Tuesday, February 19, 2013

Call It What you Will. . .

Menopause.  The Change of Life.  The Critical Period (or really lack thereof).  Whatever you want to call it, I've been ready for it since the day I gave birth to my last child.  No more children; no need for the uterus, the fallopians or ovaries.  I was ready to yank them out and donate them to an organ bank a long time ago.  My gynocologist, however, wasn't in agreement.  So, I toiled on until now.

I've had some symptoms for awhile.  Hot?  All the time (southerners call it "my own personal summer").  Itchy? Check.  But really, the bitchy and forgetful part haven't been so bad. I've been fairly open and ready to poke fun at myself when the sniping bitch rears her head and am quick to spin it back into position. In fact, I pride myself on quick thinking and innovative action.

Last week, a friend dropped by with little notice. I had enough time to pick up the dog toys, put the extra dirty dished in the oven and make a fresh pot of coffee.  And, we had a delightful visit, talking about, of all things, our experiences with The Change.  Her biggest complaint is her swiss cheese memory, which her children are quick to point out when it involves something they claim they have already told her.  You know, things like I'm having fifteen people over tonight, will you cook something?

That evening when Moondoggy came home, I told him of the visit, laughing at the funny stories my friend shared.  I preheated the oven for dinner, then continued the conversation, asking in a somber tone if I had been successful at not being overly moody or bitchy.  Moondoggy assured me, my bitch has been painless and sometimes downright funny.  I felt pretty darn proud of myself.

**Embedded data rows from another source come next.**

PR #325, opened 2025-09-01
Smart contract version forward compatible (COR-1795)

DOBEN:
## Purpose

Simplifying: https://github.com/Concordium/concordium-rust-sdk/pull/316

## Changes

## Checklist

      hard-to-understand areas.

## CLA acceptance

_Remove if not applicable.

- [ ] I accept the above linked CLA.


src/indexer.rs
```diff
@@ -493,8 +493,10 @@ impl Indexer for ContractUpdateIndexer {
                     let Some(info) = update_info(summary) else {
                         return Ok(None);
                     };
-                    if info.execution_tree.address() == self.target_address
-                        && info.execution_tree.entrypoint() == self.entrypoint.as_entrypoint_name()
+                    if info.execution_tree.address()
+                        == v2::upward::Upward::Known(self.target_address)
+                        && info.execution_tree.entrypoint()
+                            == v2::upward::Upward::Known(self.entrypoint.as_entrypoint_name())
```
allanbrondum, line 499: I think we should fail in the indexer if data we index on is not know

src/types/mod.rs
```diff
@@ -400,7 +398,11 @@ pub struct AccountInfo {
     /// minus the locked amount. The locked amount is the maximum of the
     /// amount in the release schedule and the total amount that is actively
     /// staked or in cooldown (inactive stake).
-    pub available_balance: Amount,
+    ///
+    /// Note future versions of the Concordium Node API might introduce new
+    /// variants of [`AccountStakingInfo`], therefore each event is wrapped in
+    /// [`Upward`] potentially representing some future unknown data.
+    pub available_balance: Upward<Amount>,
```
allanbrondum, line 405: `Amount` wrapped in `Upward`?

src/types/mod.rs
```diff
@@ -1501,8 +1514,8 @@ pub fn execution_tree(elements: Vec<Upward<ContractTraceElement>>) -> Option<Exe
                     },
             } => {
                 if let Some(end) = stack.pop() {
-                    let tree = match contract_version {
-                        WasmVersion::V0 => ExecutionTree::V0(ExecutionTreeV0 {
+                    let tree = match contract_version.0 {
```
allanbrondum, line 1517: Matching on raw integers it not typesafe and the compiler can't help you detect errors, hence we should avoid that if possible.  You can convert with `WasmVersion::try_from(WasmVersionInt)` and then match on `WasmVersion` variants and map the error to `Unknown`.

src/types/mod.rs
```diff
@@ -1566,8 +1580,8 @@ pub fn execution_tree(elements: Vec<Upward<ContractTraceElement>>) -> Option<Exe
                     }
                 } else {
                     // no stack yet
-                    match contract_version {
-                        WasmVersion::V0 => stack.push(Worker::V0(ExecutionTreeV0 {
+                    match contract_version.0 {
```
allanbrondum, line 1583: Same here

src/v2/conversions.rs
```diff
@@ -1015,26 +1016,35 @@ impl TryFrom<AccountInfo> for super::types::AccountInfo {
...
-            // The locked amount is the maximum of the amount in the release schedule and
-            // the total amount that is actively staked or in cooldown (inactive stake).
-            let locked_amount = Ord::max(account_release_schedule.total, staked_amount);
+                        // According to the protobuf documentation:
+                        // The available (unencrypted) balance of the account is the balance minus the locked amount.
+                        let available_amount = account_amount - locked_amount;
+                        Upward::Known(available_amount)
+                    }
+                }
+            });
```
allanbrondum, line 1046: These changes seems unrelated to wasm version and execution tree? Can we handle it in a separate PR? I would suggest just removing the fallback handling and fail if available balance is not present (the node is not at least version 7) and not wrap `Amount` in `Upward`

src/indexer.rs
```diff
@@ -571,21 +617,31 @@ impl Indexer for AffectedContractIndexer {
...
+
+                    let v2::Upward::Known(ref execution_tree) = info.execution_tree else {
+                        return Err(OnFinalizationError::Unknown(
+                            "contractUpdateInfo.execution_tree".to_string(),
+                        ));
+                    };
+
+                    let affected_addresses = execution_tree.affected_addresses();
                     let v2::Upward::Known(affected_addresses) = affected_addresses else {
                         return Ok(Some(v2::Upward::Unknown));
```
DOBEN, line 642: Note: Currently the indexer returns an error if the `contractUpdateInfo.execution_tree` is unkown (which happens if any smart contract version is unkown that the tx passes through).

In the `execution_tree.affected_addresses()` we return `Ok(Some(v2::Upward::Unknown))` and allow the user to handle that case. This can happen if any of the `events/executionTraces` are unknown to the SDK.

The current way distinguish both cases, but  we could also argue that both cases should or should not return an error or should return an `Unkown`.

PR #326, opened 2025-09-01
COR-1803: Wrap OpenStatus in Upward

drsk0:
We wrap all occurrences of `OpenStatus` in `Upward` and adapt functions returning the type accordingly.

## Checklist

      hard-to-understand areas.

## CLA acceptance

_Remove if not applicable.

### DIFF
--- a/src/v2/conversions.rs
+++ b/src/v2/conversions.rs
@@ -2047,10 +2047,8 @@ impl TryFrom<baker_event::Event> for super::types::BakerEvent {
                 data: Box::new(v.try_into()?),
             },
             baker_event::Event::BakerSetOpenStatus(v) => {
-                let open_status = match v.open_status() {
-                    s if s <= OpenStatus::ClosedForAll => Upward::Known(s.into()),
-                    _ => Upward::Unknown,
-                };
+                let open_status = Upward::from(OpenStatus::try_from(v.open_status).ok())
+                    .map(super::types::OpenStatus::from);
                 Self::BakerSetOpenStatus {
                     baker_id: v.baker_id.require()?.into(),
                     open_status,


CHANGELOG.md
```diff
@@ -72,6 +72,8 @@
   - Type `PeerConsensusInfo::Node` unnamed field is now wrapped in `Upward`.
   - Type `AccountInfo` field `account_stake` changes from `Option<AccountStakingInfo>` to `Option<Upward<AccountStakingInfo>>`.
   - Type `Cooldown` field `status` is now wrapped in `Upward`.
+  - Type `BakerEvent` field `open_status` is now wrapped in `Upward`.
+  - Type `Event` field `open_status` is now wrapped in `Upward`.
```
DOBEN, line 76: We also need to wrap the `OpenStatus` in the `get_pool_info` function:

https://docs.concordium.com/concordium-grpc-api/#concordium.v2.BakerPoolInfo

As the type `BakerPoolInfo::open_status` lives in base and we don't want to leak the `Upwards` type into that code base. One suggestion would be to explore if some wrapping would work into `ints` would work.
https://github.com/Concordium/concordium-base/pull/738/files
Alternatively, an evaluation should be done if the `BakerPoolInfo` should be in base (or could be moved to the `rust-sdk`).

CHANGELOG.md
```diff
@@ -72,6 +72,8 @@
   - Type `PeerConsensusInfo::Node` unnamed field is now wrapped in `Upward`.
   - Type `AccountInfo` field `account_stake` changes from `Option<AccountStakingInfo>` to `Option<Upward<AccountStakingInfo>>`.
   - Type `Cooldown` field `status` is now wrapped in `Upward`.
+  - Type `BakerEvent` field `open_status` is now wrapped in `Upward`.
```
DOBEN, line 75:
```suggestion
  - Type `BakerEvent::BakerSetOpenStatus` field `open_status` is now wrapped in `Upward`.
```

src/v2/conversions.rs
```diff
@@ -2047,7 +2047,10 @@ impl TryFrom<baker_event::Event> for super::types::BakerEvent {
                 data: Box::new(v.try_into()?),
             },
             baker_event::Event::BakerSetOpenStatus(v) => {
-                let open_status = v.open_status().into();
+                let open_status = match v.open_status() {
+                    s if s <= OpenStatus::ClosedForAll => Upward::Known(s.into()),
+                    _ => Upward::Unknown,
+                };
```
allanbrondum, line 2053: This does not work as you want for several reasons. 1) `open_status()` converts to a default value if the discriminator is not recognized, hence you always end up in the first match arm, which is incorrect, 2) explicitly naming one of the variants as a bound is bad, since the build will not be true if the enum is extended. You at least need to get a compile error the relevant places that needs adjustments if an enum is extended. For all the upwards changes, Emil already made similar changes. So for each change implemented, please look at how that type of data is handled. Here you can look above on 
```
status: Upward::from(CooldownStatus::try_from(cd.status).ok())
                .map(super::types::CooldownStatus::from)
```

CHANGELOG.md
allanbrondum: The type is also used in transactions defined in base. Using integer representation was done for types representing versions, I'm not sure it is a good idea here. My suggestion would be to: 1) only apply `Upwards` in the Rust SDK and leave the types in base as is (at least in cases where using `Upwards` is the right solution), 2) move types from base to Rust SDK at a later point. I know Emil considered this. But I don't want to make a decision on moving and what to move before Emil is back.

allanbrondum: Though specifically the type `BakerPoolInfo`, I think we can just move it to the SDK already, it seems to be used exclusively in the protobuf model. It is mostly the transaction model that I'm not sure we are ready to move.

allanbrondum: Just had a short chat with Emil, conclusion: We move `BakerPoolInfo` to SDK and leave `ConfigureBakerPayload::open_for_delegation` as is for now.

src/v2/conversions.rs
drsk0: I was looking to get the compile error but wasn't sure how to do it in Rust.

drsk0: fixed. @allanbrondum where is the `try_from` implementation for `OpenStatus` defined? Is this something that is automatically derived by the `prost` library?

src/v2/conversions.rs
```diff
@@ -2047,7 +2047,8 @@ impl TryFrom<baker_event::Event> for super::types::BakerEvent {
                 data: Box::new(v.try_into()?),
             },
             baker_event::Event::BakerSetOpenStatus(v) => {
-                let open_status = v.open_status().into();
+                let open_status = Upward::from(OpenStatus::try_from(v.open_status()).ok())
```
drsk0, line 2050: @allanbrondum this makes clippy sad, but if I drop the `try_from` call, I think this will always yield a `Known` which isn't what we want.

src/v2/conversions.rs
allanbrondum: Yes, the conversion from `i32` is derived

src/v2/conversions.rs
allanbrondum: We should not call `open_status()`, try to expand the macro that derives it and see what it does :)

allanbrondum (approved):

PR #338, opened 2025-09-29
Improve upward errors

DOBEN:
## Purpose

Report the type on an `UnknownDataError`. This will avoid that we have to pass extra `context` when the error occurs.

## Changes

- Report the type on an `UnknownDataError`.

### DIFF
--- a/src/v2/upward.rs
+++ b/src/v2/upward.rs
@@ -66,7 +66,9 @@ impl<A, R> Upward<A, R> {
     /// This is effectively opt out of forward-compatibility, forcing the
     /// library to be up to date with the node version.
     pub fn known_or_err(self) -> Result<A, UnknownDataError> {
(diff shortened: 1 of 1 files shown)


src/v2/upward.rs
```diff
@@ -242,8 +242,8 @@ where
 }
 
 #[derive(Debug, thiserror::Error)]
-#[error("Encountered unknown data from the Node API, which is required to be known.")]
-pub struct UnknownDataError;
+#[error("Encountered unknown data from the Node API on type `Upward::<{0}>::Unknown`, which is required to be known. Upgrade `concordium_rust_sdk` version.")]
+pub struct UnknownDataError(pub String);
```
limemloh, line 246: I think we can get away with using static str here, since it must be known at compile time
```suggestion
pub struct UnknownDataError(&'static str);
```

limemloh (approved):

PR #373, opened 2026-02-24
Add pipeline for block stats tool (COR-2246)

DOBEN:
## Purpose

https://linear.app/concordium/issue/COR-2246/data-collectiontools-in-flynet-environment

## Changes

- Add pipeline to build the BlockStatsTool. The artifact can now be downloaded and easily used in our FlyNet environment (currently uses ubuntu).


allanbrondum (changes requested):
I don't think we should release internal tools (nor external) from the Rust SDK. Lets keeps the purpose of the Rust SDK clean. If we need an internal test tool, then we can implement it in `concordium-misc-tools` and release it from there.

DOBEN:
> I don't think we should release internal tools (nor external) from the Rust SDK. Lets keeps the purpose of the Rust SDK clean. If we need an internal test tool, then we can implement it in `concordium-misc-tools` and release it from there.

Moved to this repo:
https://github.com/Concordium/concordium-misc-tools/pull/325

Proud, until I smelled melting plastic.  The dishes!  I had left them in the oven and forgotten.  My white plastic colander was dripping through the oven grates and pooling on the oven floor at a temperature of 375˚.  The stench overpowering.

I was stunned.  How could I forget?

Moondoggy grabbed his coat and brought me mine.  As he helped me put it on he said, "You know, you only asked about being bitchy, you didn't ask me about how your memory has been."


  1. I loved that. I, too am begging for deliverance from what we in Britain (sometimes) euphemistically refer to as 'having the painters in'. However, unfortunately, without the 'change' I still do things like that, cf today, heat up peas in microwave, open door, oh, no peas, peas are on table behind me. Still at least it means McOther isn't going to notice.



  2. I like that phrase, "having the painters in." You British are way more eloquent than we are! I think I may steal that. . . if I remember.